(Beginning of SUPPLIED ENTRIES)

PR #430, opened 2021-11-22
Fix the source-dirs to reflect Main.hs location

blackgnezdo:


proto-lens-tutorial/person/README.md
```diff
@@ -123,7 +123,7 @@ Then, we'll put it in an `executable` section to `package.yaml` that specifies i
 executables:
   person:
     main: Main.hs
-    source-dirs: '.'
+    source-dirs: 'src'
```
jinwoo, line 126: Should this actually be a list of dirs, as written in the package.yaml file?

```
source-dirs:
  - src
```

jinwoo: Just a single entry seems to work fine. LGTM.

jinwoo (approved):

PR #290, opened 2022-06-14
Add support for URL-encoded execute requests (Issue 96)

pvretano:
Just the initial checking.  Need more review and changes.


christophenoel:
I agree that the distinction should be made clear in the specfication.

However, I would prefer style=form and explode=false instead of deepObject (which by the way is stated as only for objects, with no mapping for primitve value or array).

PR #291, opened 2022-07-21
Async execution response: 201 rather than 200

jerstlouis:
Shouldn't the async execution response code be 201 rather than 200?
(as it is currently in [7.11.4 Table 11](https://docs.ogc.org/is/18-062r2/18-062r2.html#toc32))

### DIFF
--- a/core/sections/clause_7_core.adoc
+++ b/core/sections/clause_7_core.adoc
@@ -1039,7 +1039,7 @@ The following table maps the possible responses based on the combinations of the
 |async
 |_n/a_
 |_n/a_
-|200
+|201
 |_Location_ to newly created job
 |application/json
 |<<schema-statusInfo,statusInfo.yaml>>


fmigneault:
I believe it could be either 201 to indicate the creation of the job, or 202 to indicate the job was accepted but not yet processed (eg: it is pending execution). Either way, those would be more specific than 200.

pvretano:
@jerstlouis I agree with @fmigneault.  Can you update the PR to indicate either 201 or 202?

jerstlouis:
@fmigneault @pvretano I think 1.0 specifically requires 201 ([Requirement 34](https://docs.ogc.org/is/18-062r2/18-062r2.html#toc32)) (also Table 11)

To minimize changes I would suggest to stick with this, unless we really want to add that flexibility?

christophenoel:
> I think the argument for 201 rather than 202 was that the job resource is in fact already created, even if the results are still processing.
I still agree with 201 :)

(End of SUPPLIED ENTRIES)

_YOUR OBJECTIVE_:
Please give the listing above once more, word for word.

_TASK RESULT_:
PR #430, opened 2021-11-22
Fix the source-dirs to reflect Main.hs location

blackgnezdo:


proto-lens-tutorial/person/README.md
```diff
@@ -123,7 +123,7 @@ Then, we'll put it in an `executable` section to `package.yaml` that specifies i
 executables:
   person:
     main: Main.hs
-    source-dirs: '.'
+    source-dirs: 'src'
```
jinwoo, line 126: Should this actually be a list of dirs, as written in the package.yaml file?

```
source-dirs:
  - src
```

jinwoo: Just a single entry seems to work fine. LGTM.

jinwoo (approved):

PR #290, opened 2022-06-14
Add support for URL-encoded execute requests (Issue 96)

pvretano:
Just the initial checking.  Need more review and changes.


christophenoel:
I agree that the distinction should be made clear in the specfication.

However, I would prefer style=form and explode=false instead of deepObject (which by the way is stated as only for objects, with no mapping for primitve value or array).

PR #291, opened 2022-07-21
Async execution response: 201 rather than 200

jerstlouis:
Shouldn't the async execution response code be 201 rather than 200?
(as it is currently in [7.11.4 Table 11](https://docs.ogc.org/is/18-062r2/18-062r2.html#toc32))

### DIFF
--- a/core/sections/clause_7_core.adoc
+++ b/core/sections/clause_7_core.adoc
@@ -1039,7 +1039,7 @@ The following table maps the possible responses based on the combinations of the
 |async
 |_n/a_
 |_n/a_
-|200
+|201
 |_Location_ to newly created job
 |application/json
 |<<schema-statusInfo,statusInfo.yaml>>


fmigneault:
I believe it could be either 201 to indicate the creation of the job, or 202 to indicate the job was accepted but not yet processed (eg: it is pending execution). Either way, those would be more specific than 200.

pvretano:
@jerstlouis I agree with @fmigneault.  Can you update the PR to indicate either 201 or 202?

jerstlouis:
@fmigneault @pvretano I think 1.0 specifically requires 201 ([Requirement 34](https://docs.ogc.org/is/18-062r2/18-062r2.html#toc32)) (also Table 11)

To minimize changes I would suggest to stick with this, unless we really want to add that flexibility?

christophenoel:
> I think the argument for 201 rather than 202 was that the job resource is in fact already created, even if the results are still processing.
I still agree with 201 :)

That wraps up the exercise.